Output all the entries below. Each must match exactly.

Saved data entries
•••••

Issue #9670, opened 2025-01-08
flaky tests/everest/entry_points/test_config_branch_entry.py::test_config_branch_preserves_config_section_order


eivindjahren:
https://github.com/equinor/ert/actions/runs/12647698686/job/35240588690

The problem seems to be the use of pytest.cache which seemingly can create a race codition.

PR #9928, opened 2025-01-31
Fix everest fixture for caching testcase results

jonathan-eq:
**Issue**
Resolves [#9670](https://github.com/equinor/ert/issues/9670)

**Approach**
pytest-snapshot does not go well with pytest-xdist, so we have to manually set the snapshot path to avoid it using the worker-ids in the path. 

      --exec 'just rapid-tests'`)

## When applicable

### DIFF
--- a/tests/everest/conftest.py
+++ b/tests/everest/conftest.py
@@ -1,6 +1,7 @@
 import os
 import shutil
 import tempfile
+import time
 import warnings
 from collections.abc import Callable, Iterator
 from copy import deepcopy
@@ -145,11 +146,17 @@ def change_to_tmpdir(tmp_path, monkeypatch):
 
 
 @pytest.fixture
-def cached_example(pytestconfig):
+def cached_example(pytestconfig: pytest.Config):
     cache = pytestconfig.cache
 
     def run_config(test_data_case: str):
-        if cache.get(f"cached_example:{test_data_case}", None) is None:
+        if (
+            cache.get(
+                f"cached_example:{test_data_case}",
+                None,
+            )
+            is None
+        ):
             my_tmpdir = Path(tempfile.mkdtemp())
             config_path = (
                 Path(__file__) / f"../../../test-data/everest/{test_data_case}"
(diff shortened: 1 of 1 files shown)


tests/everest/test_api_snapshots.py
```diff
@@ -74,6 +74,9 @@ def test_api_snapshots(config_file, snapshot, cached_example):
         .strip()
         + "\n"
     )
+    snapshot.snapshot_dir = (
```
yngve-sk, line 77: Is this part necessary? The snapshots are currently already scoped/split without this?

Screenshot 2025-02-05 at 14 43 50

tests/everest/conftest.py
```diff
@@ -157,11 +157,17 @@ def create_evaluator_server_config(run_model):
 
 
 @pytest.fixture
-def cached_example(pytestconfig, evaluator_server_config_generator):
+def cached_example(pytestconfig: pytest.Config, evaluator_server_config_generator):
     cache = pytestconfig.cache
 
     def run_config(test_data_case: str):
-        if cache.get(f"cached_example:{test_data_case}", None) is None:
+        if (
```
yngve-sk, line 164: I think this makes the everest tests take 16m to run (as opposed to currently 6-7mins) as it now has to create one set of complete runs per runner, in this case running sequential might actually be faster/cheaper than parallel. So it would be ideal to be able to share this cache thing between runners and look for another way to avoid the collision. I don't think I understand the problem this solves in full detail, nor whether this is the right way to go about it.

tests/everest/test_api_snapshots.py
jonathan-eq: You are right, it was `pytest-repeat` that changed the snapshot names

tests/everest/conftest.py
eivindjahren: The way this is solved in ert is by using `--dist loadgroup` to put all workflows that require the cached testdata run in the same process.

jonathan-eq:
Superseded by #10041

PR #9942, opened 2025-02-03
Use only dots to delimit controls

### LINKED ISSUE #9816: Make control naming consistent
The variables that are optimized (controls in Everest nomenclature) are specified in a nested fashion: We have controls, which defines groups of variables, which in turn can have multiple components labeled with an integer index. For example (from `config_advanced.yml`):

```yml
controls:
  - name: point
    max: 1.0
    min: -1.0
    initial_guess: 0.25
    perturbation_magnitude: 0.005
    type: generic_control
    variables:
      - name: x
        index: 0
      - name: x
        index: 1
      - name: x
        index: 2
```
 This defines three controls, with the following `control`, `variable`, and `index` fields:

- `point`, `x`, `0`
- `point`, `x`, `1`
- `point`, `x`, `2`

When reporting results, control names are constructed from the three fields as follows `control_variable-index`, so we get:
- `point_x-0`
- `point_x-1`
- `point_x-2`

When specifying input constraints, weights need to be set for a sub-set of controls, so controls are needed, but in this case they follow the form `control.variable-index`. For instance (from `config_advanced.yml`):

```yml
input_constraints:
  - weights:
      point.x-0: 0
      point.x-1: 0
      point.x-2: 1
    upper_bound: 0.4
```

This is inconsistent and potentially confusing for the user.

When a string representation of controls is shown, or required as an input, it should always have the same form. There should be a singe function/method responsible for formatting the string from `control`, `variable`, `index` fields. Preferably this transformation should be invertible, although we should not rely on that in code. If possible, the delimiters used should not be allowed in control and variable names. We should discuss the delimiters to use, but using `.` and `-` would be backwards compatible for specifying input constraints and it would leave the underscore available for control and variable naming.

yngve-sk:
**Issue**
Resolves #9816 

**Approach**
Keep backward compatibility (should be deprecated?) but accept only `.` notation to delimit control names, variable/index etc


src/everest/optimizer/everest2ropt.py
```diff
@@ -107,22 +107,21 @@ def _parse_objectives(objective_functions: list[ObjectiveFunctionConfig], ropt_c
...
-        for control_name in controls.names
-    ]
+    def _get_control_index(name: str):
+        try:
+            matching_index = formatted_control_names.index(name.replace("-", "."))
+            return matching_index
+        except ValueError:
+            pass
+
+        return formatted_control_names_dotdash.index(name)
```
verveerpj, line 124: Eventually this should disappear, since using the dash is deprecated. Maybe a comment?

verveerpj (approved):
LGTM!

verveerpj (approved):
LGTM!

•••••

● Solution:
Issue #9670, opened 2025-01-08
flaky tests/everest/entry_points/test_config_branch_entry.py::test_config_branch_preserves_config_section_order


eivindjahren:
https://github.com/equinor/ert/actions/runs/12647698686/job/35240588690

The problem seems to be the use of pytest.cache which seemingly can create a race codition.

PR #9928, opened 2025-01-31
Fix everest fixture for caching testcase results

jonathan-eq:
**Issue**
Resolves [#9670](https://github.com/equinor/ert/issues/9670)

**Approach**
pytest-snapshot does not go well with pytest-xdist, so we have to manually set the snapshot path to avoid it using the worker-ids in the path. 

      --exec 'just rapid-tests'`)

## When applicable

### DIFF
--- a/tests/everest/conftest.py
+++ b/tests/everest/conftest.py
@@ -1,6 +1,7 @@
 import os
 import shutil
 import tempfile
+import time
 import warnings
 from collections.abc import Callable, Iterator
 from copy import deepcopy
@@ -145,11 +146,17 @@ def change_to_tmpdir(tmp_path, monkeypatch):
 
 
 @pytest.fixture
-def cached_example(pytestconfig):
+def cached_example(pytestconfig: pytest.Config):
     cache = pytestconfig.cache
 
     def run_config(test_data_case: str):
-        if cache.get(f"cached_example:{test_data_case}", None) is None:
+        if (
+            cache.get(
+                f"cached_example:{test_data_case}",
+                None,
+            )
+            is None
+        ):
             my_tmpdir = Path(tempfile.mkdtemp())
             config_path = (
                 Path(__file__) / f"../../../test-data/everest/{test_data_case}"
(diff shortened: 1 of 1 files shown)


tests/everest/test_api_snapshots.py
```diff
@@ -74,6 +74,9 @@ def test_api_snapshots(config_file, snapshot, cached_example):
         .strip()
         + "\n"
     )
+    snapshot.snapshot_dir = (
```
yngve-sk, line 77: Is this part necessary? The snapshots are currently already scoped/split without this?

Screenshot 2025-02-05 at 14 43 50

tests/everest/conftest.py
```diff
@@ -157,11 +157,17 @@ def create_evaluator_server_config(run_model):
 
 
 @pytest.fixture
-def cached_example(pytestconfig, evaluator_server_config_generator):
+def cached_example(pytestconfig: pytest.Config, evaluator_server_config_generator):
     cache = pytestconfig.cache
 
     def run_config(test_data_case: str):
-        if cache.get(f"cached_example:{test_data_case}", None) is None:
+        if (
```
yngve-sk, line 164: I think this makes the everest tests take 16m to run (as opposed to currently 6-7mins) as it now has to create one set of complete runs per runner, in this case running sequential might actually be faster/cheaper than parallel. So it would be ideal to be able to share this cache thing between runners and look for another way to avoid the collision. I don't think I understand the problem this solves in full detail, nor whether this is the right way to go about it.

tests/everest/test_api_snapshots.py
jonathan-eq: You are right, it was `pytest-repeat` that changed the snapshot names

tests/everest/conftest.py
eivindjahren: The way this is solved in ert is by using `--dist loadgroup` to put all workflows that require the cached testdata run in the same process.

jonathan-eq:
Superseded by #10041

PR #9942, opened 2025-02-03
Use only dots to delimit controls

### LINKED ISSUE #9816: Make control naming consistent
The variables that are optimized (controls in Everest nomenclature) are specified in a nested fashion: We have controls, which defines groups of variables, which in turn can have multiple components labeled with an integer index. For example (from `config_advanced.yml`):

```yml
controls:
  - name: point
    max: 1.0
    min: -1.0
    initial_guess: 0.25
    perturbation_magnitude: 0.005
    type: generic_control
    variables:
      - name: x
        index: 0
      - name: x
        index: 1
      - name: x
        index: 2
```
 This defines three controls, with the following `control`, `variable`, and `index` fields:

- `point`, `x`, `0`
- `point`, `x`, `1`
- `point`, `x`, `2`

When reporting results, control names are constructed from the three fields as follows `control_variable-index`, so we get:
- `point_x-0`
- `point_x-1`
- `point_x-2`

When specifying input constraints, weights need to be set for a sub-set of controls, so controls are needed, but in this case they follow the form `control.variable-index`. For instance (from `config_advanced.yml`):

```yml
input_constraints:
  - weights:
      point.x-0: 0
      point.x-1: 0
      point.x-2: 1
    upper_bound: 0.4
```

This is inconsistent and potentially confusing for the user.

When a string representation of controls is shown, or required as an input, it should always have the same form. There should be a singe function/method responsible for formatting the string from `control`, `variable`, `index` fields. Preferably this transformation should be invertible, although we should not rely on that in code. If possible, the delimiters used should not be allowed in control and variable names. We should discuss the delimiters to use, but using `.` and `-` would be backwards compatible for specifying input constraints and it would leave the underscore available for control and variable naming.

yngve-sk:
**Issue**
Resolves #9816 

**Approach**
Keep backward compatibility (should be deprecated?) but accept only `.` notation to delimit control names, variable/index etc


src/everest/optimizer/everest2ropt.py
```diff
@@ -107,22 +107,21 @@ def _parse_objectives(objective_functions: list[ObjectiveFunctionConfig], ropt_c
...
-        for control_name in controls.names
-    ]
+    def _get_control_index(name: str):
+        try:
+            matching_index = formatted_control_names.index(name.replace("-", "."))
+            return matching_index
+        except ValueError:
+            pass
+
+        return formatted_control_names_dotdash.index(name)
```
verveerpj, line 124: Eventually this should disappear, since using the dash is deprecated. Maybe a comment?

verveerpj (approved):
LGTM!

verveerpj (approved):
LGTM!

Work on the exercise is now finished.